| A smart solution for a thermostat-war
zone |
| By Jay
MacDonald Bankrate.com |
|
The more coldblooded among us, those who actually
prefer it warmer in summer and colder in winter, like to point out
all the money our metabolism will save the household in heating
and cooling bills.
And we have a point -- up to a point -- says Harvey
Sachs, director of the buildings program for the American
Council for an Energy-Efficient Economy.
The key lies in what Sachs calls "setbacks,"
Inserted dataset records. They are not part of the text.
PR #305, opened 2023-05-31
fix(python): The translate function no longer hangs infinitely

MarquessV:
This fixes an issue were certain synchronous variants of functions exported by `py_function_sync_async!` were hanging indefinitely.

After some experimenting, I narrowed down the issue to `std::thread::sleep`. It doesn't appear to consistently yield CPU time to to other threads.

This naturally led me to `tokio::time::sleep`, which is async and needs to be awaited. I wrapped everything up in a `tokio::select!` statement, which I was worried about as first, since `py.check_signals` needs to run on the main thread to work. However, [the docs state](https://docs.rs/tokio/latest/tokio/macro.select.html#runtime-characteristics) that `select!` runs tasks concurrently on the same thread, and as long as a task isn't `spawn`ed, it will get scheduled on the main thread.

### DIFF
--- a/crates/python/src/py_sync.rs
+++ b/crates/python/src/py_sync.rs
@@ -21,19 +21,21 @@
 macro_rules! py_sync {
     ($py: ident, $body: expr) => {{
         let runtime = ::pyo3_asyncio::tokio::get_runtime();
-        let handle = runtime.spawn($body);
 
-        // A 100ms loop delay is a bit arbitrary, but seems to
-        // balance CPU usage and SIGINT responsiveness well enough.
-        let delay = ::std::time::Duration::from_millis(100);
-        while !handle.is_finished() {
-            $py.check_signals()?;
-            ::std::thread::sleep(delay);
-        }
-
-        runtime
-            .block_on(handle)
-            .map_err(|err| ::pyo3::exceptions::PyRuntimeError::new_err(err.to_string()))?
+        runtime.block_on(async {
+            tokio::select! {
+                result = $body => result,
+                signal_err = async {
+                    // A 100ms loop delay is a bit arbitrary, but seems to
+                    // balance CPU usage and SIGINT responsiveness well enough.
+                    let delay = ::std::time::Duration::from_millis(100);
+                    loop {
+                        $py.check_signals()?;
+                        tokio::time::sleep(delay).await;
+                    }
+                } => signal_err,
+            }
+        })
     }};
 }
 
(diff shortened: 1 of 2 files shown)


jselig-rigetti:
Hmm, `ctrl+c` isn't working for me anymore. The following is hanging again on this branch, but works on `main`:

```sh
cd crates/python
poetry shell
maturin develop
python

>>> from qcs_sdk.compiler.quilc import get_version_info
>>> get_version_info()
^C
```

jselig-rigetti (approved):

crates/python/src/py_sync.rs
```diff
@@ -50,6 +53,12 @@ macro_rules! py_async {
 /// named after it that can be used to invoke either
 /// blocking or async variants of the same function.
 ///
+/// The given function will be spawned on a Rust event loop
+/// this means functions like [`pyo3::Python::with_gil`]
+/// should not be used, as acquiring Python's global
+/// interpreter lock from a Rust runtime
+/// isn't possible.
+///
```
MarquessV, line 61: I don't love that this is only "enforced" by a comment, interested in other ways of handling it.

crates/python/src/qpu/translation.rs
```diff
@@ -115,9 +112,7 @@ py_function_sync_async! {
         translation_options: Option<PyTranslationOptions>,
     ) -> PyResult<PyTranslationResult> {
         let client = PyQcsClient::get_or_create_client(client).await;
-        let translation_options = Python::with_gil(|py| {
-            Option::<TranslationOptions>::py_try_from(py, &translation_options)
-        })?;
+        let translation_options = translation_options.map(|opts| opts.as_inner().clone());
```
MarquessV, line 115: In many cases, including this one, `PyTryFrom` clones the underlying data just like this, so we're not performing any extra work here.

crates/python/src/py_sync.rs
jselig-rigetti: Ideally it'd be passed through to the inner function - I wonder if https://docs.rs/pyo3/latest/pyo3/marker/struct.Python.html#method.assume_gil_acquired can still be used instead, if only in dire circumstances. Since it's not something that can be enforced statically, I think a warning comment is about as much as you can do.

MarquessV: Yeah, I confirmed that the inner function can't take it as an argument because it's async. I'll keep it in mind, but since this side effect isn't new to this PR, I'll go ahead and merge for now.

PR #307, opened 2023-06-06
feat(python): support TranslationOptions

### LINKED ISSUE #281: Support translation backend options

### LINKED ISSUE #306: Missing Python bindings for the `grpc` submodule
`crates/python/grpc` has useful structs and wrappers, but it is not built into the Python library

kalzoo:
Closes #306
Closes #281 

* Adds Python type stubs
* Fixes outdated python type stub for `translate`
* Builds the `grpc` module into Python bindings

TODO:

- [ ] `grpc/controller`. Will add that once I know these changes are on the right track

### DIFF
--- a/crates/python/qcs_sdk/grpc/models/translation.pyi
+++ b/crates/python/qcs_sdk/grpc/models/translation.pyi
@@ -1,0 +1,45 @@
+from typing import Optional, final
+
+class TranslationOptions:
+    translation_backend: Optional[TranslationBackend] = None
+
+    ...
+
+@final
+class TranslationBackend:
+    """
+    Object specifying which translation backend to use to translate a particular program,
+    and for that given backend, what options to apply.
+
+    Variants:
+        ``v1``: Corresponds to the V1 translation backend.
+        ``v2``: Corresponds to the V2 translation backend.
+
+    Methods (each per variant):
+        - ``is_*``: if the underlying values are that type.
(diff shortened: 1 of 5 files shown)


crates/python/src/lib.rs
```diff
@@ -36,6 +36,7 @@ create_init_submodule! {
     submodules: [
         "client": client::init_submodule,
         "compiler": compiler::init_submodule,
+        "grpc": grpc::init_submodule,
```
MarquessV, line 39: I know you are just carrying forward with an existing module and just actually exporting it here, and I know the plan is to add a wrapped type later, but I don't love exporting raw bindings to the API here, and especially exposing them as a "GRPC" module to users.

Other modules get coupled to it because by it's very nature it contains models that requests across the stack need, but the individual models are typically scoped to a single kind of request, so why have them all co-located? It's also ambiguous when you need to pull it in, since our services use a mix of REST and GRPC.

To me, it feels like we're exposing unnecessary implementation details to users and making it more complex than needed to reason about our API and how to use it. `translation` is a clean concept within the scope of our product but `grpc` is ambiguous and doesn't help users discover useful things about our API. 

I could be convinced to re-export the needed GRPC model directly from the translation module, that way it is at least grouped within a concept, reducing the number of imports needed and making it easier to find the needed type with tooling.

PR #308, opened 2023-06-06
feat!: TranslationOptions builder-like struct with Python bindings

kalzoo:
Breaking change: it modifies the signature of `qpu::translate`.

This is an alternative approach to #307 , following recommendations made by @MarquessV . It supersedes that MR if accepted (it's not a merge train). It _partially_ decouples this library from the QCS API's generated gRPC code.

This is partial because it still allows the library consumer to set translation options using the gRPC generated structs. However, it now defines a `TranslationOptions` struct of its own, and a conversion from that struct to the gRPC generated struct. This is a middle ground between the options of (a) entirely decoupling from the gRPC generated code or (b) only accepting the gRPC generated struct, as `main` currently does.

The benefit is flexibility. Consider the alternatives:

* If `translate` in this library were to only accept the `TranslationOptions` generated from the protobuf schema (as it currently does on `main`), then consumers would have to use that struct directly. It's built from a wire format and thus is not the most intuitive to understand and use. As it stands today, the struct is rather simple and so would not cause too much trouble; however, `oneof`s and optional fields can be challenging and verbose to manipulate, especially when nested.
* If `translate` only accepted the new, hand-written struct defined here, then it would be a _frequent_ occurrence for users to be unable to access new features in the API because the struct is out of date.

Instead of those, `translate` now takes `translation_options: Option<impl Into<grpc::TranslationOptions>>` so the user can take the path that works best for them. They can provide the less-ergonomic but possibly more-complete grpc generated struct, or the locally-defined, hand-written options struct, or anything else that implements `Into` for the grpc struct.

Two downsides/considerations:

* we still couple the API to the gRPC generated structs. I think that's alright, given that a breaking change in that protobuf spec would roll down into breaking changes and chaos here anyway
* This generic behavior is not directly extensible through our Python bindings, we'd need to support this polymorphism by hand. Read: python users will _have_ to wait for client support of API features and will be forced to upgrade their client in order to access new fields in this options message.


MarquessV:
One very minor thing - `qcs_sdk/qpu/translation.pyi:4` is still importing `TranslationOptions` from the old path.


Otherwise, this looks good! I like the flexibility of the generic on the Rust side, even if it doesn't realize itself on the Python side as easily. I think it is a win regardless, but just curious about this:

> If translate only accepted the new, hand-written struct defined here, then it would be a frequent occurrence for users to be unable to access new features in the API because the struct is out of date.

Does the generic really solve that problem? The fastest way for a user to get access to new fields in the prost generated `TranslationOptions` would be to update their version of the GRPC client, but then that version of the struct wouldn't be compatible with the QCS SDK until we updated it, right? I could be mistaken about how Rust would handle that though.

Either way, happy with this, and thanks for taking on the side quest!

MarquessV (approved):

kalzoo:
> One very minor thing - `qcs_sdk/qpu/translation.pyi:4` is still importing `TranslationOptions` from the old path.
> 
> Otherwise, this looks good! I like the flexibility of the generic on the Rust side, even if it doesn't realize itself on the Python side as easily. I think it is a win regardless, but just curious about this:
> 
> > If translate only accepted the new, hand-written struct defined here, then it would be a frequent occurrence for users to be unable to access new features in the API because the struct is out of date.
> 
> Does the generic really solve that problem? The fastest way for a user to get access to new fields in the prost generated `TranslationOptions` would be to update their version of the GRPC client, but then that version of the struct wouldn't be compatible with the QCS SDK until we updated it, right? I could be mistaken about how Rust would handle that though.
> 
> Either way, happy with this, and thanks for taking on the side quest!

Good spot, fixed - thank you.

As far as the ability to upgrade, it would still be compatible if it were within the version bounds in Cargo.toml. It may be the case that the grpc package isn't so much out of date and needs the user to upgrade it, but that not all options have been copied over into the hand-written struct/builder yet. From past experience, I'd say that the builder will probably only get updated by request or when those features are recognized as missing, so days might pass between (user wanting to use a new feature) and (that feature is actually available). The `Into` approach lets us offer them an escape hatch, on the Rust side at least.

PR #309, opened 2023-06-08
feat!: QVM timeout can now be configured via a new options parameter

MarquessV:
There wasn't a good way to set a timeout on QVM requests, so I created an options struct, similar to how we handle it for quilc.

### DIFF
--- a/crates/lib/src/qvm/mod.rs
+++ b/crates/lib/src/qvm/mod.rs
@@ -20,7 +20,7 @@ pub mod api;
 mod execution;
 
 /// Number of seconds to wait before timing out.
-const DEFAULT_QVM_TIMEOUT: f32 = 30.0;
+const DEFAULT_QVM_TIMEOUT: Duration = Duration::from_secs(30);
 
 /// Encapsulates data returned after running a program on the QVM
 #[allow(clippy::module_name_repetitions)]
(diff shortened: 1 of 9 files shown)


crates/lib/src/qvm/mod.rs
```diff
@@ -147,6 +153,33 @@ pub fn apply_parameters_to_program(
...
+    #[must_use]
+    pub fn new() -> Self {
+        Self { timeout: None }
+    }
+}
+
+impl Default for QvmOptions {
+    fn default() -> Self {
+        Self {
+            timeout: Some(Duration::from_secs_f32(DEFAULT_QVM_TIMEOUT)),
```
Shadow53, line 178: Goes with the above suggestion

```suggestion
            timeout: Some(DEFAULT_QVM_TIMEOUT),
```

crates/python/qcs_sdk/qvm/__init__.pyi
```diff
@@ -25,6 +25,30 @@ class QVMResultData:
         """
         ...
 
+@final
+class QVMOptions:
```
Shadow53, line 29: Other docs suggest a `.default()` method exists on this class, but does not appear here.

Shadow53 (changes requested):

PR #311, opened 2023-06-21
feat(python): Integrate with logging

MarquessV:
More detailed logs can be retrieved by setting the log level to `INFO` or lower.

This is implemented via `pyo3_log`, which integrates with Rust's `log`. On the Rust side, we enable the `log` feature of `tracing` so it also emits its logs to `log`. 

logging3

### DIFF
--- a/crates/python/README.md
+++ b/crates/python/README.md
@@ -7,3 +7,58 @@ to compile and run Quil programs on Rigetti quantum processors. Internally, it i
 
 While this package can be used directly, [pyQuil](https://pypi.org/project/pyquil/) offers more functionality and a 
 higher-level interface for building and executing Quil programs. This package is still in early development and breaking changes should be expected between minor versions.
+
+## Troubleshooting
+
+### Enabling Debug logging
+
+This package integrates with Python's [logging facility](https://docs.python.org/3/library/logging.html) through a Rust crate called [`pyo3_log`](https://docs.rs/pyo3-log/latest/pyo3_log/). The quickest way to get started is to just enable debug logging:
+
+```python
+import logging
+logging.basicConfig(level=logging.DEBUG)
+```
+
+Because this is implemented with Rust, there are some important differences in regards to log levels and filtering.
+
+#### The `TRACE` log level
+
+Rust has a `TRACE` log level that doesn't exist in Python. It is less severe than `DEBUG` and is set to a value of 5. While the `DEBUG` level is recommended for troubleshooting, you can choose to target `TRACE` level logs and below like so:
+
+```python
+import logging
+logging.basicConfig(level=5)
+```
+
+#### Runtime Configuration and Caching
+ 
+`pyo3_log` caches loggers and their level filters to improve performance. This means that logger re-configuration done at runtime may cause logs to log or not log as expected in certain situations. If this is a concern, [this section of the pyo3_log documentation](https://docs.rs/pyo3-log/latest/pyo3_log/#performance-filtering-and-caching) goes into more detail.
+
+#### Filtering Logs
+
+Because the logs are emitted from a Rust library, the logger names will correspond to the fully qualified path of the Rust module in the library where the log occured. These fully qualified paths all have their own logger, and have to be configured individually.
+
+For example, say you wanted to disable the following log:
+
+```
+DEBUG:hyper.proto.h1.io:flushed 124 bytes
+```
+
+You could get the logger for `hyper.proto.h1.io` and disable it like so:
+
+```python
+logging.getLogger("hyper.proto.h1.io").disabled = True
+```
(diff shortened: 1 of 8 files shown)


crates/python/src/py_sync.rs
```diff
@@ -20,22 +20,26 @@
 /// ```
 macro_rules! py_sync {
     ($py: ident, $body: expr) => {{
-        let runtime = ::pyo3_asyncio::tokio::get_runtime();
-        let handle = runtime.spawn($body);
+        $py.allow_threads(|| {
```
MarquessV, line 23: Per the [`pyo3_log` documentation](https://docs.rs/pyo3-log/latest/pyo3_log/#interaction-with-python-gil), we need to wrap this function with `allow_threads` to avoid deadlocks. This necessitates using `Python::with_gil` to check the signals. In my testing so far, that's worked as expected.

crates/python/src/lib.rs
```diff
@@ -43,5 +43,6 @@ create_init_submodule! {
 
 #[pymodule]
 fn qcs_sdk(py: Python<'_>, m: &PyModule) -> PyResult<()> {
+    pyo3_log::init();
```
kalzoo, line 46: Should this be `try_init` with a warning message on failure? Seems like this is generally going to succeed, but it's be best to not brick the package when it doesn't for whatever reason.

kalzoo (commented):
It's nice when it's easy!

Let's take the time here to add some notes to the docs - the `pyo3_log` docs mention a few sharp edges that could come as a surprise to python users in terms of filtering and configuration. Just a brief summary with a link to the `pyo3_log` docs would help address some of that.

Also, some usage examples/tips, like how to filter out all of the hyper messages and show only qcs messages, and how to change the level, esp to the harder-to-discover `trace`:

>The [Trace](https://docs.rs/log/0.4.18/x86_64-unknown-linux-gnu/log/enum.Level.html#variant.Trace) doesn’t exist on the Python side, but is mapped to a level with value 5

MarquessV:
@kalzoo I added a section to the README with examples on filtering. Let me know what you think.

crates/python/README.md
```diff
@@ -7,3 +7,58 @@ to compile and run Quil programs on Rigetti quantum processors. Internally, it i
...
+logging.basicConfig(level=5)
+```
+
+#### Runtime Configuration and Caching
+ 
+`pyo3_log` caches loggers and their level filters to improve performance. This means that logger re-configuration done at runtime may cause logs to log or not log as expected in certain situations. If this is a concern, [this section of the pyo3_log documentation](https://docs.rs/pyo3-log/latest/pyo3_log/#performance-filtering-and-caching) goes into more detail.
+
+#### Filtering Logs
+
+Because the logs are emitted from a Rust library, the logger names will correspond to the fully qualified path of the Rust module in the library where the log occured. These fully qualified paths all have their own logger, and have to be configured individually.
```
kalzoo, line 39:
```suggestion
Because the logs are emitted from a Rust library, the logger names will correspond to the fully qualified path of the Rust module in the library where the log occurred. These fully qualified paths all have their own logger, and have to be configured individually.
```

crates/python/README.md
```diff
@@ -7,3 +7,58 @@ to compile and run Quil programs on Rigetti quantum processors. Internally, it i
...
+Rust has a `TRACE` log level that doesn't exist in Python. It is less severe than `DEBUG` and is set to a value of 5. While the `DEBUG` level is recommended for troubleshooting, you can choose to target `TRACE` level logs and below like so:
+
+```python
+import logging
+logging.basicConfig(level=5)
+```
+
+#### Runtime Configuration and Caching
+ 
+`pyo3_log` caches loggers and their level filters to improve performance. This means that logger re-configuration done at runtime may cause logs to log or not log as expected in certain situations. If this is a concern, [this section of the pyo3_log documentation](https://docs.rs/pyo3-log/latest/pyo3_log/#performance-filtering-and-caching) goes into more detail.
```
kalzoo, line 35:
```suggestion
`pyo3_log` caches loggers and their level filters to improve performance. This means that logger re-configuration done at runtime may cause unexpected logging behavior in certain situations. If this is a concern, [this section of the pyo3_log documentation](https://docs.rs/pyo3-log/latest/pyo3_log/#performance-filtering-and-caching) goes into more detail.
```

Should we expose a simple binding to `reset_logging` and indicate that here? Logging is simple when it works but can be maddening when it doesn't, and an ability for the user to dig themselves out of a caching problem will likely be appreciated. If that sounds good I can add the commit.

kalzoo:
> @kalzoo I added a section to the README with examples on filtering. Let me know what you think.

looks good!

PR #337, opened 2025-12-04
Support exposure extraction for MBQL 5 cards

reidab:
As of Metabase 0.57, cards are serialized in MBQL 5 format:

> MBQL queries (in Cards and elsewhere) are now serialized as MBQL 5 as opposed to MBQL 4 (aka legacy MBQL) in the application database and in REST API responses. While we do not officially support editing or introspection of MBQL via the REST API (please treat it as an opaque object), to support existing usages the GET /api/card/:id endpoint can return the Card dataset_query as MBQL 4 if you include the query parameter ?legacy-mbql=true.
-- https://www.metabase.com/docs/latest/developers-guide/api-changelog#metabase-0570

This PR updates card parsing to support the new format.

Now, It wasn't until I was submitting this PR that I noticed that last part about being able to request legacy mbql with `?legacy-mbql=true`. To support Metabase 0.57+, you either need the changes in this PR or to switch to using that query param when fetching cards with the existing legacy implementation.

### DIFF
--- a/dbtmetabase/_exposures.py
+++ b/dbtmetabase/_exposures.py
@@ -251,6 +251,14 @@ class ExposuresMixin(metaclass=ABCMeta):
         """Extracts exposures from Metabase questions."""
 
         dataset_query = card.get("dataset_query", {})
+
+        # Check for newer MBQL5 format
+        lib_type = dataset_query.get("lib/type")
+        if lib_type == "mbql/query":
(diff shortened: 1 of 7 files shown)


reidab:
Yep, this maintains the existing parsing and adds support for the new format. The SQL parsing for native queries is shared between both paths.

gouline (approved):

those periods when you turn the thermostat down (in winter) or up
(in summer) to conserve energy. Typically, there are three basic
ones: sleep mode (midnight to 8 a.m.), work mode (8 a.m. to 4 p.m.)
and home mode (4 p.m. to midnight).
"As a rule of thumb, you'll realize a 1- to 2-percent
savings for every degree if you're doing eight-hour setbacks,"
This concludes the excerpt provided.